We also replaced our front ends and storage, but did this in a separate purchase before the tender.
Previous Purchase
- Storage servers to provide 30TB of usable storage.
- New servers to run two CEs, a DPM headnode, accounting, monitoring etc.
Tender requirements
- CPU nodes providing 1,000,000 SPECint_base2000 of processing capacity.
- Networking, Racks and power to support them.
Purchase status
Delivered 16/12/2008
Problems/issues
The machine room required rewiring in order to support the new nodes. The nodes were initially placed all on one phase, which overloaded the UPS.
This had to be remedied in early January. Over the Christmas break we could only run with half the nodes and 10TB of storage.

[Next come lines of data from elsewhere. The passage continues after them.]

PR #7848, opened 2026-01-15
Fix: `Glow` not compiling

rustbasic:
egui version :  main
Fix `Glow` not compiling

        // By default, only the `wgpu` feature is enabled, so if the user added `glow` to the feature list
        // they probably wanted to use glow:


emilk:
What isn't compiling?

I also want wgpu to be the default, unless the user says otherwise

rustbasic:
> What isn't compiling?
> 
> I also want wgpu to be the default, unless the user says otherwise

Yes, It's no problem.

* #7886

PR #7852, opened 2026-01-20
Add a html5 canvas based font fallback

lucasmerlin:
This allows us to render _all_ the glyphs a browser can render, without having to include huge fonts. So this way egui in the browser should support most languages (rtl is till a problem) and any symbol.

Combined with https://github.com/emilk/egui/discussions/1344#discussioncomment-6432960 on native, you can get great coverage on unicode chars!

### DIFF
--- a/Cargo.lock
+++ b/Cargo.lock
@@ -1622,6 +1622,8 @@ dependencies = [
  "similar-asserts",
  "skrifa",
  "vello_cpu",
+ "wasm-bindgen",
+ "web-sys",
 ]
 
 [[package]]
--- a/crates/epaint/Cargo.toml
+++ b/crates/epaint/Cargo.toml
@@ -83,6 +83,17 @@ serde = { workspace = true, optional = true, features = ["derive", "rc"] }
 
 epaint_default_fonts = { workspace = true, optional = true }
 
+[target.'cfg(target_arch = "wasm32")'.dependencies]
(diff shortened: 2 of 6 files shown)


umajho:
Hello. As a speaker of a language that uses a non-Latin writing system (Mandarin Chinese), I greatly appreciate that this is being supported. Thank you.

I see that this is currently implemented directly in `epaint` using `web-sys`. Are you considering keeping it structured this way? If so, I am concerned that this may not be the best approach. It effectively constrains all builds targeting `wasm32-unknown-unknown` to be [browsing-context](https://developer.mozilla.org/en-US/docs/Glossary/Browsing_context)-only, which is not always a valid assumption.

For example, I am planning to sandbox UIs written with egui using Wasmtime: raw input events would be passed into the WASM guest environment, while texture diffs would be emitted back to and handled by the host.

It may therefore be more preferable to define a `GlyphRenderer` trait in `epaint`, and provide an implementation such as `CanvasGlyphRenderer` in `eframe` that will be passed to `epaint` someway within the `WebRunner`. This would avoid hard-coupling `epaint` to the browsing context for `wasm32-unknown-unknown`.

lucasmerlin:
Hi @umajho! We do indeed plan to add some kind of GlyphRenderer / GlyphFallback api, which should allow you to do this in other wasm contexts. This was just a quick poc to see how well it works at all.

PR #7856, opened 2026-01-22
Custom storage providers

Leinnan:
It replaces the `persistence_path` field in `NativeOptions` with `storage_build` and allowing to specify a custom `Storage` for apps. No functionality is lost, app creator can still specify file to use by using `storage_build: StorageProvider::AtPath(path)` instead of `persistence_path: Some(path)`. 

This allows to add a custom storage on all platforms(wasm as well), which is especially useful if anyone wants to create app for platform which is not as supported like mobile.

There is also example which shows a custom storage implementation where data is stored in text file in the directory from which the program was called.

### DIFF
--- a/Cargo.lock
+++ b/Cargo.lock
@@ -1129,6 +1129,19 @@ dependencies = [
 ]
 
 [[package]]
+name = "custom_storage"
+version = "0.1.0"
+dependencies = [
+ "eframe",
+ "egui_demo_lib",
+ "egui_extras",
+ "env_logger",
+ "image",
+ "serde",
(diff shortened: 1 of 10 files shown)


Leinnan:
@emilk Did you have any chance to look at it?

Ved-s:
This is also very useful for hosting multiple egui apps on the same website so you can specify custom localStorage location for different apps. Would love to see this merged

Ved-s:
What's the reason for using a fn pointer for custom Storage builder? Can you make it use a Box<dyn Fn ...>?

PR #7859, opened 2026-01-23
Add font variations API

valadaptive:
* Closes N/A

This was mostly from last month, but I never got around to submitting it.

This PR adds font variation coordinates to the `TextFormat` struct, and uses them when rendering text. The coordinates are stored in a `SmallVec`; I've chosen to store up to 2 inline, which makes it take up 24 bytes (the minimum possible for a `SmallVec`). The variation axis tags are stored as the `font_types::Tag` type, which I've chosen to re-export from `epaint::text`.

The variation coordinates are resolved to a `skrifa::Location` during font rendering/scaling, and are cached in the same way as all the other scaled metrics. I've renamed the `ScaledMetrics` struct to `StyledMetrics`, since it now also contains the resolved variation coordinates. I haven't benchmarked the performance of text layout with variation coordinates, but the existing text layout performance is unchanged.

I've replaced the API for manually overriding a font's weight (https://github.com/emilk/egui/pull/7790) with an API for manually overriding any variation coordinates via `FontTweak`. This should support the same use case as #7790 while being substantially more flexible.

I have *not* yet added any higher-level API for mapping style attributes (weight, width, slant, etc) to variation coordinates or to different font faces within a single family. That's a pretty huge can of worms, and it'd involve rethinking the split between `FontId` and `TextFormat` (and whether `FontId` is so big that we should provide a way to reuse it). This API is intentionally pretty low-level for now.

Likewise, I've intentionally not used variation coordinates when computing a font's row height. I can't think of any fonts that change their vertical metrics depending on variation axes, so this should be fine for now.

### DIFF
--- a/crates/egui/src/style.rs
+++ b/crates/egui/src/style.rs
@@ -2894,10 +2894,10 @@ impl Widget for &mut FontTweak {
 
                     let tag_text = &mut *tag_text.lock();
                     let response = ui.text_edit_singleline(tag_text);
-                    if response.changed() {
-                        if let Ok(new_tag) = Tag::new_checked(tag_text.as_bytes()) {
-                            *tag = new_tag;
-                        }
+                    if response.changed()
+                        && let Ok(new_tag) = Tag::new_checked(tag_text.as_bytes())
+                    {
+                        *tag = new_tag;
                     }
                     // Reset stale text when not actively editing
                     // (e.g. after an item was removed and indices shifted)


crates/egui/src/style.rs
```diff
@@ -2874,6 +2879,35 @@ impl Widget for &mut FontTweak {
...
+                    ui.add(DragValue::new(value));
+                    ui.end_row();
+                }
+                if ui.button("Add coord").clicked() {
+                    coords.push(b"zzzz", 0.0);
+                }
+                if ui.button("Clear coords").clicked() {
+                    *coords = Default::default();
+                }
+                ui.end_row();
```
emilk, line 2925: This feels like a debug-UI that should either be removed, or hidden by a `if cfg!(debug_assertions)`

emilk: …or made better by allowing us to name (and rename) the tags

emilk (approved):
Nice!

PR #7866, opened 2026-01-27
Avoid repaints on device mouse motion outside window

inktomi:
## Summary
- Ignore raw device mouse motion unless the window is focused and the pointer is inside it
  - Also handles pointers starting down and then moving into or out of the window (drag & drop)
- Prevents global mouse motion from triggering continuous repaint loops
- Applies to both glow and wgpu backends

## Testing
- I ran the check script, nothing seemed to fail


crates/eframe/src/native/glow_integration.rs
```diff
@@ -448,11 +448,25 @@ impl WinitApp for GlowWinitApp<'_> {
...
+
+                    let pointer_in_window = viewport
+                        .egui_winit
+                        .as_ref()
+                        .map(|state| state.is_pointer_in_window())
+                        .unwrap_or(false);
+
+                    if !pointer_in_window {
+                        return Ok(EventResult::Wait);
+                    }
```
emilk: This logic could be moved into `fn on_mouse_motion`

One thing though: I think if the mouse is pressed down we should still report it, i.e. if dragging something inside of egui and moving the mouse outside the screen (e.g. a DragValue)

inktomi: Good ideas! I will move the code and update it. Thank you!

crates/egui_kittest/README.md
inktomi, line 1: I noticed what I think are a couple typos here, hope it's ok to include with the other PR.

emilk (approved):
Great!

PR #8286, opened 2026-07-03
Fix native child viewports aborting fullscreen on macOS

### LINKED ISSUE #8259: macOS: native child viewport flickers/aborts when opened from fullscreen or maximized root window
### Description

After #8203, normal macOS resize behavior is much improved for our eframe/wgpu application. However, a separate native child viewport problem remains reproducible when the root eframe window is fullscreen or maximized on macOS.

When the root window is fullscreen/maximized and the app opens an auxiliary native child viewport, macOS appears to enter a Split View/fullscreen negotiation: the child viewport flickers, the fullscreen transition may abort, and the child/root windows can visibly fight for presentation. If the root window is kept as an ordinary non-fullscreen window, the same native child viewport path is usable.

### What changed compared with #8043

The original resize-latency/choppy-resize problem seems addressed by #8203. This report is about the remaining fullscreen/maximized-root + native-child-viewport behavior.

### Reproduction pattern

1. Run an eframe/wgpu app on macOS.
2. Put the root eframe window into fullscreen or maximized state.
3. Open a second native viewport using `Context::show_viewport_immediate(...)` or `Context::show_viewport_deferred(...)`.
4. Observe flicker / aborted fullscreen or Split View-like behavior.

### Observed

- native child viewport flickers or briefly appears/disappears
- fullscreen/Split View transition appears to be negotiated by macOS and then aborted
- no application panic or terminal error is emitted
- using embedded viewports avoids the problem but changes the UX

### Expected

Opening an auxiliary native viewport from a fullscreen/maximized root should either work predictably or expose a recommended eframe-side pattern for leaving fullscreen/maximized state before spawning the child viewport.

### Workaround under consideration

Detect root `ViewportInfo.fullscreen` / `ViewportInfo.maximized`, send `ViewportCommand::Fullscreen(false)` / `ViewportCommand::Maximized(false)`, and defer child viewport creation until the root has settled back into a normal window.

### Related

- #8043
- #8203
- #8225 may be related

smoe:
* Closes <https://github.com/emilk/egui/issues/8259>

## Problem

Opening a native child viewport (`show_viewport_deferred` / `show_viewport_immediate`) while the root window is in macOS native fullscreen makes AppKit renegotiate the active Space: the child flickers, can get pulled into Split View tiling — ending up unintentionally *fullscreen itself* — and the root's fullscreen state can be aborted. Reproduced with both the wgpu and glow backends; window state captured via AppKit before the fix:

```
window="Root window"     fullscreen=true   on_active_space=true
window="Child viewport"  fullscreen=true   on_active_space=true   <- pulled into Split View
+ one stale ghost window left behind
```

## Fix

AppKit's mechanism for windows accompanying a fullscreen window (palettes, inspectors) is `NSWindowCollectionBehaviorFullScreenAuxiliary`. winit 0.30 doesn't expose it, and it must be set **before** the window is first ordered on screen — but winit shows windows during creation. So `egui-winit` now creates affected windows hidden, sets the collection behavior via `objc2-app-kit`, and then orders them front (respecting the builder's `visible`/`active`). Same pattern as the existing iOS `safe_area.rs` polyfill; I have proposed the API upstream (rust-windowing/winit#4614) so most of the new `macos.rs` module can be deleted when egui moves to winit 0.31.

New API: `ViewportBuilder::with_fullscreen_auxiliary` (macOS only):

* `true`: always mark the window as fullscreen-auxiliary,
* `false`: never,
* unset (default): auto — mark it if and only if the window is created while the app has a fullscreen window on the active Space, and the viewport doesn't itself request fullscreen. So child viewports "just work" from a fullscreen root, with no behavior change in any other situation.

Trade-off: an auxiliary window cannot itself enter native fullscreen. `ViewportCommand::Fullscreen(true)` / `SetMonitor` therefore clear the flag before toggling, so runtime fullscreen requests on child viewports keep working.

After the fix (same repro):

```
window="Root window"     fullscreen=true   on_active_space=true   <- stays fullscreen
window="Child viewport"  fullscreen=false  on_active_space=true   <- floats on the fullscreen Space
```

## Testing

* Test app driving the full sequence (fullscreen root → open deferred child → inspect `NSWindow` state) on macOS 15 / Darwin 25.5.0, run against both `wgpu` and `glow` backends: root stays fullscreen, child shows on the same Space with the auxiliary bit set.
* Regression check with a windowed root: predicate is false, the child window is created visible by winit exactly as before (no auxiliary bit, no hidden-then-show).
* `cargo test -p egui -p egui-winit`, clippy (debug + release, all features), `cargo doc -D warnings`, `lint.py`, `cargo fmt` all pass.

## Notes

* The issue also mentions a *maximized* root: a zoomed window involves no Space negotiation, and I could not reproduce any misbehavior there — I suspect those symptoms belong to the viewport transition issues addressed in #8280. This PR is orthogonal to (and compatible with) #8280; incidentally, the "extra ghost window" documented there also shows up in this issue's baseline repro, which supports that connection.

### DIFF
--- a/Cargo.lock
+++ b/Cargo.lock
@@ -1348,6 +1348,7 @@ dependencies = [
  "egui",
  "log",
  "objc2 0.6.4",
+ "objc2-app-kit 0.3.2",
  "objc2-foundation 0.3.2",
  "objc2-ui-kit 0.3.2",
  "profiling",
--- a/crates/egui-winit/Cargo.toml
+++ b/crates/egui-winit/Cargo.toml
@@ -79,6 +79,16 @@ document-features = { workspace = true, optional = true }
 serde = { workspace = true, optional = true }
 webbrowser = { workspace = true, optional = true }
 
+[target.'cfg(target_os = "macos")'.dependencies]
+objc2.workspace = true
+objc2-app-kit = { workspace = true, default-features = false, features = [
+  "std",
+  "NSApplication",
+  "NSResponder",
+  "NSView",
+  "NSWindow",
+] }
+
 [target.'cfg(target_os = "ios")'.dependencies]
 objc2.workspace = true
 objc2-foundation = { workspace = true, features = ["std", "NSThread"] }
--- a/crates/egui-winit/src/lib.rs
+++ b/crates/egui-winit/src/lib.rs
@@ -21,6 +21,8 @@ use egui::{Pos2, Rect, Theme, Vec2, ViewportBuilder, ViewportCommand, ViewportId
 pub use winit;
 
 pub mod clipboard;
+#[cfg(target_os = "macos")]
+mod macos;
 mod safe_area;
 mod window_settings;
 
@@ -1826,10 +1828,16 @@ fn process_viewport_command(
             info.maximized = Some(v);
         }
         ViewportCommand::Fullscreen(v) => {
+            #[cfg(target_os = "macos")]
+            if v {
+                macos::clear_fullscreen_auxiliary(window);
+            }
             window.set_fullscreen(v.then_some(winit::window::Fullscreen::Borderless(None)));
         }
         ViewportCommand::SetMonitor(idx) => {
             if let Some(monitor) = window.available_monitors().nth(idx) {
+                #[cfg(target_os = "macos")]
+                macos::clear_fullscreen_auxiliary(window);
                 window.set_fullscreen(Some(winit::window::Fullscreen::Borderless(Some(monitor))));
             } else {
                 log::warn!(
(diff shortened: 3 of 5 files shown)


yay:
Related: This PR handles native child-window creation on an existing fullscreen Space, while #8280 addresses viewport lifecycle and rendering failures during native fullscreen transitions.

smoe:
@emilk - please kindly initiate the CI for this PR.

smoe:
Our fullscreen-auxiliary extension has now landed in winit master via https://github.com/rust-windowing/winit/pull/4614.

Unless there are objections, rather than retaining the direct `objc2-app-kit` workaround in this PR, we propose waiting for winit 0.31 to be released and adopted by egui. We would then update (and thus minimise) this PR to use the official winit API.

PR #8289, opened 2026-07-04
Upgrade wgpu to v30

akx:
See https://github.com/gfx-rs/wgpu/releases/tag/v30.0.0 for release notes.

`cargo run -p egui_demo_app --no-default-features --features wgpu,persistence` works fine on my macOS box with this.

* No relevant issue to close
* [x] I have followed the instructions in the PR template

PR #8290, opened 2026-07-04
Add ttf-parser and quick-xml advisory ignores to deny.toml

akx:

Deny CI in #8289 is red due to:

* ttf-parser being unmaintained (via fontdb, rustybuzz etc.)
* DoS vulnerabilities in quick-xml (via wayland-scanner, plist, etc.).

These need bumps/replacements in those upstream crates.


emilk:
thanks for the PR, but looks like this was already merged elsewhere

PR #8296, opened 2026-07-07
Web: don't scroll host page when text agent or canvas grabs focus

### LINKED ISSUE #8295: Web: text agent focus scrolls the host page to the top when the app is embedded
### Describe the bug

When an eframe app is embedded in a normal, scrollable web page (our case: the Rerun web viewer embedded mid-page in a course site), the host page jumps/scrolls to the top whenever the app boots or grabs keyboard focus. If the user has scrolled down to where the canvas is, starting the app yanks them back up.

### To Reproduce

1. Embed an eframe app (e.g. via Rerun's `WebViewer`, eframe 0.35) in a page long enough to scroll, with the canvas placed well below the fold.
2. Scroll down to the canvas and start/interact with the app.
3. The page scrolls back to the top.

### Expected behavior

Focusing the app (or it focusing itself on boot) should not scroll the host page.

### Root cause

The text agent (`crates/eframe/src/web/text_agent.rs`) is a hidden 1×1 px `<input>` that is:

- positioned `absolute; top: 0; left: 0` and appended to `document.body` (lines 38–49),
- marked `input.set_autofocus(true)` (line 25) — the browser honors `autofocus` on insertion and scrolls the element into view, and
- focused via plain `HtmlElement::focus()` without `preventScroll` — in `TextAgent::focus()` (line 224) and in the Gboard workaround that does `blur(); focus()` on every non-composing input event (lines 69–70).

Focusing an element parked at (0,0) of `<body>` makes the browser scroll it into view — i.e. scroll the page to the very top. In a full-viewport app this is invisible, so it only bites people embedding eframe in larger pages.

### Suggested fix

- Use `focus_with_options(&FocusOptions::new().prevent_scroll(true))` (`web_sys` supports it, [`FocusOptions.preventScroll`](https://developer.mozilla.org/en-US/docs/Web/API/HTMLElement/focus#preventscroll) is supported by all evergreen browsers) everywhere the text agent and canvas are focused.
- Drop `set_autofocus(true)` and instead focus explicitly (with `preventScroll`) after insertion — the `autofocus` insertion path is browser-internal and can't be reached by any `focus()` option.

### Workaround

For anyone else hitting this, patching before the app boots works:

```js
const original = HTMLElement.prototype.focus;
HTMLElement.prototype.focus = function (opts) {
  original.call(this, { ...opts, preventScroll: true });
};
Object.defineProperty(HTMLElement.prototype, "autofocus", {
  get() { return false; },
  set() {},
});
```

…but that is global for the whole page, which is a big hammer for something eframe could do precisely.

Happy to send a PR if the `focus_with_options` approach sounds right.

---

Authored by @gavrelina together with Claude (Claude Code).

emilk:
* Closes <https://github.com/emilk/egui/issues/8295>

When an eframe app is embedded in a scrollable host page, the host page jumped to the top whenever the app booted or grabbed keyboard focus. Cause: the hidden text-agent `<input>` sat at (0,0) of `<body>` with the `autofocus` attribute, and all focus calls (text agent and canvas) used plain `focus()`, so the browser scrolled the focused element into view — i.e. to the top of the page.

Changes:

* All focus calls in `eframe` web (text agent, canvas, Gboard blur/refocus workaround) now go through a new `focus_without_scroll()` helper that uses `focus_with_options` with `preventScroll: true` (supported by all evergreen browsers).
* The `autofocus` attribute is replaced with an explicit focus call after DOM insertion — the browser-internal autofocus path always scrolls the element into view and cannot be prevented by any focus option. Boot-focus behavior is preserved.
* The text-agent input is initially parked at the canvas origin instead of (0,0) of the page, so any residual scroll-into-view would target the canvas rather than the top of the host page. (`move_to` keeps repositioning it for IME as before.)

### DIFF
--- a/crates/eframe/Cargo.toml
+++ b/crates/eframe/Cargo.toml
@@ -232,6 +232,7 @@ web-sys = { workspace = true, features = [
   "File",
   "FileList",
   "FocusEvent",
+  "FocusOptions",
   "HtmlCanvasElement",
   "HtmlElement",
   "HtmlInputElement",
--- a/crates/eframe/src/web/app_runner.rs
+++ b/crates/eframe/src/web/app_runner.rs
@@ -401,7 +401,7 @@ impl AppRunner {
             } else {
                 // We are not editing text - give the focus to the canvas.
                 self.text_agent.blur();
-                self.canvas().focus().ok();
+                super::focus_without_scroll(self.canvas()).ok();
             }
         }
 
--- a/crates/eframe/src/web/events.rs
+++ b/crates/eframe/src/web/events.rs
@@ -599,7 +599,7 @@ fn install_pointerup(runner_ref: &WebRunner, target: &EventTarget) -> Result<(),
                 // not working when focusing on a text field in an egui app.
                 // This attempts to fix that by forcing the focus on any
                 // click on the canvas.
-                runner.canvas().focus().ok();
+                super::focus_without_scroll(runner.canvas()).ok();
 
                 // In Safari we are only allowed to do certain things
                 // (like playing audio, start a download, etc)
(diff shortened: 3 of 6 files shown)


lucasmerlin (approved):
Nice catch!

PR #8297, opened 2026-07-07
Web: anchor the text agent to the canvas

emilk:
* Follow-up to #8296, part of <https://github.com/emilk/egui/issues/8295>

Stacked on #8296 (base branch), kept as a separate PR so it can be reverted independently.

The hidden text-agent `<input>` is now inserted as a *sibling of the canvas* (instead of appended to `document.body`) and positioned with `offsetLeft`/`offsetTop` instead of `getBoundingClientRect`. Since the input and the canvas share the same containing block, the input stays anchored to the canvas top-left corner no matter how the page is scrolled or how the canvas is embedded.

Consequences:

* Fixes the IME popup position when the host page is scrolled — `move_to` previously wrote *viewport* coordinates from `getBoundingClientRect` into document-absolute `left`/`top`.
* Subsumes the mobile Safari virtual-keyboard workaround (it replaced the flapping `getBoundingClientRect` y with `offsetTop`, which is now used everywhere), so `is_mobile_safari()` is removed.
* Removes the special-casing of document vs shadow DOM roots — sibling insertion works uniformly in both.
* The input is `position: absolute`, so it does not participate in flex/grid layout of the canvas' parent and causes no layout shift. Caveat: host CSS selectors like `div > canvas:only-child` would no longer match.

Verified with `cargo clippy -p eframe --target wasm32-unknown-unknown --all-features` and `cargo fmt --all`.

### DIFF
--- a/crates/eframe/src/web/text_agent.rs
+++ b/crates/eframe/src/web/text_agent.rs
@@ -4,7 +4,6 @@
 use std::cell::Cell;
 
 use wasm_bindgen::prelude::*;
-use web_sys::Document;
 
 use super::{AppRunner, WebRunner};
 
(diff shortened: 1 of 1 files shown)


lucasmerlin (approved):
Makes sense to me

PR #8299, opened 2026-07-07
Sync window theme with egui theme

lucasmerlin:
Adds a new option to sync the window theme with the egui theme, enabled by default. Works across viewports.

 

https://github.com/user-attachments/assets/513c2318-cd6e-4e2b-805d-04002c375a10


emilk (approved):
nice idea!

PR #8302, opened 2026-07-07
eframe: apply ViewportBuilder::with_monitor on the glow backend

Le-Syl21:
## Problem

`ViewportBuilder::with_monitor(idx)` is a **no-op on the glow backend**. A window
built with `.with_monitor(...)` opens on the default monitor, not fullscreen —
while the exact same code works on wgpu.

The monitor → `Fullscreen::Borderless(Some(monitor))` resolution only lives in
`egui_winit::create_window`, which the **wgpu** backend uses. The **glow**
backend builds its windows straight from `egui_winit::create_winit_window_attributes`
at two sites in `glow_integration.rs` — the initial window and per-viewport
deferred windows — so the monitor is never applied there.

## Repro

A multi-viewport app on the glow renderer with any viewport built via
`ViewportBuilder::default().with_monitor(1)` opens that window on monitor 0,
un-fullscreen. Switching to the wgpu renderer places it correctly. Seen on a
3-monitor GNOME/Wayland setup where the main window and secondary viewports all
need to land borderless-fullscreen on specific outputs.

## Fix

Extract the resolution into a public `apply_monitor_to_window_attributes` in
`egui-winit` and call it from `create_window` (unchanged behaviour) plus both
glow window-creation sites, so `with_monitor` behaves the same on glow and wgpu.

No public API change beyond the new helper; no behaviour change on wgpu.

### DIFF
--- a/crates/eframe/src/native/glow_integration.rs
+++ b/crates/eframe/src/native/glow_integration.rs
@@ -1094,9 +1094,10 @@ impl GlutinWindowContext {
             //
             // The justification for FallbackEgl over PreferEgl is at https://github.com/emilk/egui/pull/2526#issuecomment-1400229576 .
             .with_preference(glutin_winit::ApiPreference::FallbackEgl)
-            .with_window_attributes(Some(egui_winit::create_winit_window_attributes(
-                egui_ctx,
-                viewport_builder.clone(),
+            .with_window_attributes(Some(egui_winit::apply_monitor_to_window_attributes(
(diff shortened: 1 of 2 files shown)


Le-Syl21:
Friendly post-0.36 ping: `ViewportBuilder::with_monitor` (#8140) is now in the public API, but the glow backend still silently ignores it — this PR wires it up. Merges cleanly against current main; happy to adjust for 0.37.

emilk (approved):

PR #8306, opened 2026-07-09
Fix `Frame::set_wgpu_surface_config` having no effect

amfaber:
`Frame::set_wgpu_surface_config` writes into the `RenderState` clone stored in the frame, but the painter consults its *own* separate clone when applying runtime surface changes in `Painter::paint_and_update_textures`. Unlike the Arc-backed `device`, `queue` and `renderer`, `RenderState::surface_config` is a plain value, so the two clones diverge and the app-requested config was never picked up — the surface was never reconfigured.

Add `Painter::set_surface_config` and call it once per frame from the wgpu integration to push the frame's config into the painter's copy before painting.

### DIFF
--- a/crates/eframe/src/native/wgpu_integration.rs
+++ b/crates/eframe/src/native/wgpu_integration.rs
@@ -691,6 +691,14 @@ impl WgpuWinitRunning<'_> {
             ..
         } = &mut *shared_mut;
 
+        // Propagate any surface config the app set this frame via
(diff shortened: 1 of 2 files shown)


Wumpf (changes requested):
thanks for looking into that. The fix makes me a bit nervous though - seems more like an architectural issue here. Why are there two different surface configurations in the first place. Also why are we so sure this change is picked up correctly? As you wrote in the description, any change in surface configuration needs to trigger a reconfigure

PR #8307, opened 2026-07-09
Remove dependency `home`

Calbabreaker:
Replaces `home::home_dir` with `std::env::home_dir` as these functions do the exact same thing

Removes dependency home from eframe by replacing `home::home_dir` with `std::env::home_dir`. `home` was probably originally used since `std::env::home_dir` was once deprecated because of a bug. Post Rust version 1.87 this has been fixed and now these two functions do exactly the same thing.


emilk (approved):

emilk:
nice!

PR #8315, opened 2026-07-14
Rerun `sizing_pass` when reopening popup

### LINKED ISSUE #8115: Popup width doesn't change when new wider items are added
**Describe the bug**
Image

**Expected behavior**
The popup width expands just enough to accommodate the new widest item.

**Desktop**
 - OS: 15.7.5 (24G624)
 - eframe: 0.34.1

**Additional context**
Example project: [egui-menu-popup-width-repro.zip](https://github.com/user-attachments/files/26854624/egui-menu-popup-width-repro.zip)

yay:
* Closes <https://github.com/emilk/egui/issues/8115>

## Summary

- Recalculate a menu popup's cached `Area` size when it reopens.
- Preserve cached sizing for continuously open menus and leave tooltips and general popups unchanged.
- Add a headless regression test covering a wider item added while the menu is closed.

## Root cause

`Area` keeps its cached size after a menu closes. When that menu reopened with wider content, the
cached width constrained the new item and caused it to wrap instead of allowing the popup to grow.

The fix requests the same invisible sizing pass used for a first-open `Area` whenever a menu was not
open during the previous frame.

## User impact

Menus now expand to fit newly added wider items after reopening. Existing wrapping, explicit-width,
alignment, screen-constraining, and continuously open menu behavior remain unchanged.

## Validation

- `cargo test -p egui_kittest --test menu`
- `cargo check -p egui`
- `cargo fmt --all -- --check`

### DIFF
--- a/crates/egui/src/containers/popup.rs
+++ b/crates/egui/src/containers/popup.rs
@@ -571,6 +571,7 @@ impl<'a> Popup<'a> {
             .fixed_pos(anchor)
             .sense(sense)
             .layout(layout)
+            .sizing_pass(kind == PopupKind::Menu && !was_open_last_frame)
             .info(info.unwrap_or_else(|| {
                 UiStackInfo::new(kind.into()).with_tag_value(
                     MenuConfig::MENU_CONFIG_TAG,
--- a/crates/egui/src/containers/popup.rs
+++ b/crates/egui/src/containers/popup.rs
@@ -571,7 +571,7 @@ impl<'a> Popup<'a> {
             .fixed_pos(anchor)
             .sense(sense)
             .layout(layout)
-            .sizing_pass(kind == PopupKind::Menu && !was_open_last_frame)
+            .sizing_pass(!was_open_last_frame)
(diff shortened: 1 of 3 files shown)


crates/egui/src/containers/popup.rs
```diff
@@ -571,6 +571,7 @@ impl<'a> Popup<'a> {
             .fixed_pos(anchor)
             .sense(sense)
             .layout(layout)
+            .sizing_pass(kind == PopupKind::Menu && !was_open_last_frame)
```
lucasmerlin: I think this is a nice solution. Any reason this is limited to Menu only? Might be useful for the other popups as well.

yay: Not really, I was just being cautious. I haven't personally encountered a use case where this would be an issue with other kinds of popups, though it probably is. I'm going to replace with `.sizing_pass(!was_open_last_frame)`.

lucasmerlin (approved):
Awesome, thanks!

Airflow has also had to be adjusted. This now seems to be running acceptably.
Purchase details
Storage server specification
Component |
Specification |
Reason |
Comments
|
Disks per raid array
|
14 in RAID 6; 2 system disks in RAID 1
|
Performance and redundancy
|
System and storage disks share RAID controller
|
Raid controller
|
Adaptec AAC-RAID with BBU
|
As supplied by vendor
|
|
Disk size
|
1TB Enterprise SATA
|
Size and Reliability
|
|
Company
|
SuperMicro boxes (X7DWN+ motherboards) supplied by Transtec
|
Most competitive solution tendered
|
Xeon E5420 (2.5GHz) CPU (single)
|
Units purchased
|
3
|
Storage requirements
|
|
Cost
|
|
|
|
Worker node specification
Component |
Specification |
Reason |
Comments
|
Architecture
|
Intel Xeon L5430 (Quad core 2.66GHz; 12MB Cache; 1333MHz FSB)
|
Performance
|
All tendered proposals were Xeons
|
Number x cores
|
2 x 4 core
|
Benchmark scores
|
|
Memory per core
|
2 GB 1.5V DDR2-667 FBDIMM
|
Recommended and cost effective
|
|
Company
|
SuperMicro boxes (X7DWT motherboards) supplied by vendor
|
Most competitive solution tendered
|
|
Units purchased
|
42
|
CPU requirements
|
|
Cost
|
|
|
Note that these systems house 2 nodes per 1U box
|
Connectivity specification
Component |
Specification |
Reason |
Comments
|
Connections within procured kit
|
Nortel 5510-48T 48-Port Gigabit Ethernet Switch
|
Known performance/compatibility
|
|
Links & contacts
Phil Roffe and David Ambrose-Griffith will provide more info if you ask nicely.
Example site A
General
Recent general purchase description. What was it for?
Tender requirements
Any specific requirements put into tender with reasons - such as SL4 compatibitlity, 64-bit...
Assessment
Were units tested as part of the process. What were the biggest factors in reaching a decision?
Purchase status
Has the purchase been made or is it pending? If made what is the estimated delivery date.
Problems/issues
Have there been any problems with the delivery or performance?
Purchase details
Storage example
Question |
Answer |
Reason |
Comments
|
Disks per raid array
|
24
|
Performance
|
Also looked at...
|
Raid controller
|
Areca 123
|
Track record
|
None
|
Disk size
|
1TB
|
Cost per GB
|
None
|
Company
|
MyChoice
|
Quote and working relationship
|
None
|
Units purchased
|
5
|
Budget constraints
|
None
|
Cost
|
Optional
|
|
|
Worker node example
Question |
Answer |
Reason |
Comments
|
Architecture
|
AMD
|
Performance
|
Also looked at...
|
Number x cores
|
2 x 4 core
|
Benchmark scores
|
None
|
Memory per core
|
2 GB
|
Recommended and cost effective
|
None
|
Company
|
MyChoice
|
Quote and working relationship
|
None
|
Units purchased
|
5
|
Budget constraints
|
None
|
Cost
|
Optional
|
|
|
Links & contacts
The tender is available online at ....
Contact Skippy for more information.
Further information
Links to further information on tenders, hardware requirements from the experiments, blog or mail thread entries relating to purchases.